Хоро-ошая песня! Я спел — гляжу: у старой Горпины слезы катятся. «Чего ты, — говорю, — бабка?» — «Та умирал же!» — «Э, бабка, дак ведь это в песне». «А когда б только в песне, — говорит, — а сколько ж и взаправду». Вот в эшелонах только, — добавил он, запнувшись немного, — некоторые из товарищей не доверяют. «Катись, — говорят, — колбасой. Может, ты шантрапа или шарлыган. Украдешь чего-либо». Вот кабы и мне бумагу!

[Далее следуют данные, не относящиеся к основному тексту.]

PR #1223, opened 2020-08-27
fix: entites out of boundaries material on remove

pbosio:
In some cases, using debug (like builder), if a mesh is removed while out of boundaries it may stay cached with the red "out of boundaries" material instead of it original one.


sandrade-dcl (approved):

BrianAmadori (changes requested):
Cool! We should add test to cover this use case and its good to go.

pbosio:
> Cool! We should add test to cover this use case and its good to go.

I've tried to create a test for that already, but I couldn't reproduce the issue with the test 🤷‍♂️

pravusjif (approved):

sandrade-dcl (approved):

pravusjif (approved):

BrianAmadori (approved):

PR #1225, opened 2020-08-27
fix: (builder) add support for teleport, nft dialog and external links

pbosio:


sandrade-dcl (approved):

pravusjif (approved):

unity-client/Assets/Builder/Scripts/DCLBuilderBridge.cs
```diff
@@ -523,6 +524,11 @@ private void SetPlayMode(bool isPreview)
             cameraController?.gameObject.SetActive(isPreviewMode);
             cursorController?.gameObject.SetActive(isPreviewMode);
 
+            if (!isPreview)
+            {
+                HideHUDs();
```
BrianAmadori, line 529: If its not preview, we don't show the HUDs again?

pbosio: If builder change mode from Preview to Editor (preview being first person / character view) we hide all HUDs...
for example an smart item that prompt a teleport request, we show it in preview mode but need to hide it when it changes to editor mode.
There is something I need to fix related to this (somthing about the external urls hud), but not being 100% related to builder, I will be creating a new PR for that.

BrianAmadori (approved):

unity-client/Assets/Builder/Scripts/DCLBuilderBridge.cs
BrianAmadori: The actual question was more like, why we don't have a `ShowHUDs` or something in case the `isPreview` comes as true? Anyway i gave an approve, but the asymmetric behavior in that method bugged me.

PR #1226, opened 2020-08-27
fix: (builder) disabled canvas resizing logic

pbosio:


sandrade-dcl (approved):

pravusjif (approved):

BrianAmadori (approved):

kernel/packages/unity-interface/UnityInterface.ts
```diff
@@ -90,10 +94,12 @@ export class UnityInterface {
     this.Module = this.gameInstance.Module
     _gameInstance = gameInstance
 
-    if (this.Module) {
-      window.addEventListener('resize', this.resizeCanvasDelayed)
-      this.resizeCanvasDelayed(null)
-      this.waitForFillMouseEventData()
+    if (!EDITOR) {
+      if (this.Module !== undefined) {
```
sandrade-dcl, line 98: I have just noticed that this line will provoke the null exception that we got before fix it on this [**PR**](https://github.com/decentraland/explorer/pull/1214).

We should create another PR and change this line by this one:
`if (this.Module) {`

sandrade-dcl (commented):
The canvas null reference is happening again. We should fix it.

kernel/packages/unity-interface/UnityInterface.ts
pbosio: Thx Santi! I'll do that

PR #1227, opened 2020-08-28
fix: avoid undefined name on SDK getUserData

nchamo:
We are going a step forward into handling profiles consistently, whether they are other users' profiles, or our own.

In this case, we are defaulting to a `Guest-` name, if one is not defined


pablitar (approved):
LGTM!

PR #1228, opened 2020-08-28
fix: materials sharing texture issue

BrianAmadori:
When two material components shared the same texture and any of the materials was disposed, the texture was being disposed too when it shouldn't.

This affected particularly the alcoholic scarecrow scene.

From @nearnshaw:

>In one scenario, try spawning south of the scene, around -12,-34 and walking up. You’ll see that the scarecrow scene is full of white boxes that should be invisible click areas w invisible textures. The same happens to the scene on the West from there, that has a large white wall that should be invisible. Also the Woner World scene to the north has these white cubes inside.

> In another scenario, start spawning north of the scene, around -14,-18, and walk south. (reloading fresh, not teleporting)  You’ll see first that the Wonder World scene is fine, the white cubes disappear when the loading is finished. The scene to the West of the scarecrow now has a large Black wall, not white like before, and in the scarecrow scene some of the cubes are invisible, others are black

This PR includes:

- [x] The fix
- [x] Tests that prove the issue is fixed
- [x] Refactor to material tests so they use our updated `TestHelpers` methods and "should" nomenclature. 
- [x] General code cleanup around the Material components


unity-client/Assets/Scripts/MainScripts/DCL/Components/Textures/DCLTexture.cs
```diff
@@ -1,8 +1,8 @@
 using DCL.Components;
 using DCL.Controllers;
-using DCL.Helpers;
 using System;
 using System.Collections;
+using Cinemachine;
```
sandrade-dcl: Is it needed to import `Cinemachine` here?

sandrade-dcl (approved):

pbosio (approved):

unity-client/Assets/Scripts/MainScripts/DCL/Components/Textures/DCLTexture.cs
BrianAmadori: Nope, fixed it :)

pravusjif (approved):

PR #1231, opened 2020-08-31
fix: upside down nftshapes

pravusjif:
Re-applied Z rotation to classic NFTShape prefab to fix upside-down picture frames.

You can test that NFTshapes in genesis plaza and in SOHO plaza are all fine.


sandrade-dcl (approved):

pbosio (approved):

BrianAmadori (changes requested):
Can we please add a small test to ensure the rotation is correctly applied and we don't stumble with this regression again?

BrianAmadori (approved):
Tests added but were marked as explicit because they fail on CI for unknown reason. We have to upload visual tests to CI in order to debug this.

PR #1234, opened 2020-08-31
fix: gifs firefox crash

pravusjif:
Added chrome check to use the unity plugin GIF processing on browsers with no 2D context in OffsetCanvas (like firefox)


kernel/packages/unity-interface/BrowserInterface.ts
```diff
@@ -343,6 +344,13 @@ export class BrowserInterface {
   }
 
   async RequestGIFProcessor(data: { imageSource: string; id: string; isWebGL1: boolean }) {
+    const isChrome = !!window.chrome && (!!window.chrome.webstore || !!window.chrome.runtime)
```
BrianAmadori: It shouldn't be better to use this check? So the gif still works on non-chrome browsers with offscreen canvas down the road? (and if firefox add support it'd fix itself)

```
if (typeof OffscreenCanvas !== "undefined") {     
    isSupported = true; 
} else {     
    isSupported = false; 
}
```

pravusjif: good idea, thx!

kernel/packages/unity-interface/BrowserInterface.ts
```diff
@@ -343,6 +344,14 @@ export class BrowserInterface {
   }
 
   async RequestGIFProcessor(data: { imageSource: string; id: string; isWebGL1: boolean }) {
+    // tslint:disable-next-line
+    const isSupported = typeof OffscreenCanvas !== "undefined"
```
pablitar: Have you tested this in Firefox? Keep in mind that `OffscreenCanvas` seems to be undefined only in worker context, and not in the main thread.

Also, we should test if the OffscreenCanvas has `2d context` support.

pravusjif: I'll add the `typeof OffscreenCanvasRenderingContext2D === "function"` check, thx for pointing it out!

BrianAmadori (approved):

sandrade-dcl (approved):
Code reviewed and fix tested on Firefox: I have loaded the Superrare scene where there are a lot of gif's and the navigator have not crashed. The GIF's have been loaded slower than in Chrome version, just as we expected.

pablitar (approved):
Great work!! :D

PR #1235, opened 2020-08-31
Feat: allows to user save his interests

caminoezequiel:
# What? 
Allows to user save his interests

# Why? 
...


pablitar (approved):
Great work!

PR #1236, opened 2020-08-31
fix: openExternalURL HUD add animator and fixed initial config

pbosio:


sandrade-dcl (approved):

BrianAmadori (approved):
Tested the external link dialog box around genesis plaza and worked like a charm.

Issue #936, opened 2020-05-25
[glTF] metallicFactor and metallicRoughness are always 1 when no texture is set


EibrielInv:
When using a texture only for `metallicRoughnessTexture` (and not `metallicFactorTexture`) the material ignores the value on `metallicFactor` (assuming always a value of 1)

glTF file to reproduce bug:
[MetalBug.zip](https://github.com/decentraland/explorer/files/4678716/MetalBug.zip)

Comparison between SDK Explorer and Babylon Sandbox:
![Selección_999(678)](https://user-images.githubusercontent.com/172656/82840821-51123c80-9eaa-11ea-850d-9effc2c8ed39.png)

Same behavior when using only `metallicFactorTexture` and not `metallicRoughnessTexture` is set.

![image](https://user-images.githubusercontent.com/172656/82841664-4a38f900-9ead-11ea-9f7c-cd50986abebe.png)

The workaround is easy, just use textures on both `metallicFactorTexture` and  `metallicRoughnessTexture`

EibrielInv:
Same behavior when using only `metallicFactorTexture` and not `metallicRoughnessTexture`

![image](https://user-images.githubusercontent.com/172656/82841664-4a38f900-9ead-11ea-9f7c-cd50986abebe.png)

PR #1542, opened 2020-11-02
fix: metallic factor is applied with textures as well

AjimenezDCL:
#936 Metallic factor is now applied along a metallic texture as well. This will bring Unity's render closer to Babylon's sandbox

Before:
image

After:
image


AjimenezDCL:
Remember to test thoroughly without Asset Bundles to find regressions

menduz:
looking good

pravusjif:
at this coordinates in ZONE we have a special test scene for material properties
https://play.decentraland.zone/branch/fix/936_metallic_factor_with_textures/index.html?ENV=zone&NO_ASSET_BUNDLES&position=58%2C-71

pravusjif (approved):
Didn't see anything strange, although maybe it would be wise to show this build to one of the Artists like Shibu to see if they catch something odd

BrianAmadori (approved):

ShibuyaMartin (approved):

— А давайте напишем ему, в самом деле, — предложил кто-то.

— Напишем, напишем!

И написали ему, что «есть он, Жиган, не шантрапа и не шарлыган, а элемент, на факте доказавший свою революционность», а потому «оказать ему, Жигану, содействие в пении советских песен по всем станциям, поездам и эшелонам».

И много ребят подписалось под той бумагой — целые пол-листа да еще на оборотной. Даже рябой Пантюшкин, тот, который еще только на прошлой неделе писать научился, вычертил всю фамилию до буквы.

А потом понесли к комиссару, чтобы дал печать. Прочитал комиссар. — Нельзя, — говорит, — на такую бумагу полковую печать.

— Как же нельзя? Что, от ней убудет, что ли? Приложите, пожалуйста. Что же, даром, что ли, старался малый?

Улыбнулся комиссар:

— Этот самый, с Сергеевым?

— Он, язви его шельма.

— Ну уж в виде исключения… — И тиснул по бумаге. Сразу же на ней РСФСР, серп и молот — документ. И такой это вечер был, что давно не запомнили поселяне. Уж чего там говорить, что звезды, как начищенные кирпичом, блестели! Или как ветер густым настоем отцветающей гречихи пропитал все. А на улицах что делалось! Высыпали как есть все за ворота. Смеялись красноармейцы задорно, визжали дивчата звонко. А лекпом Придорожный, усевшись на митинговых бревнах перед обступившей его кучкой молодежи, наигрывал на двухрядке.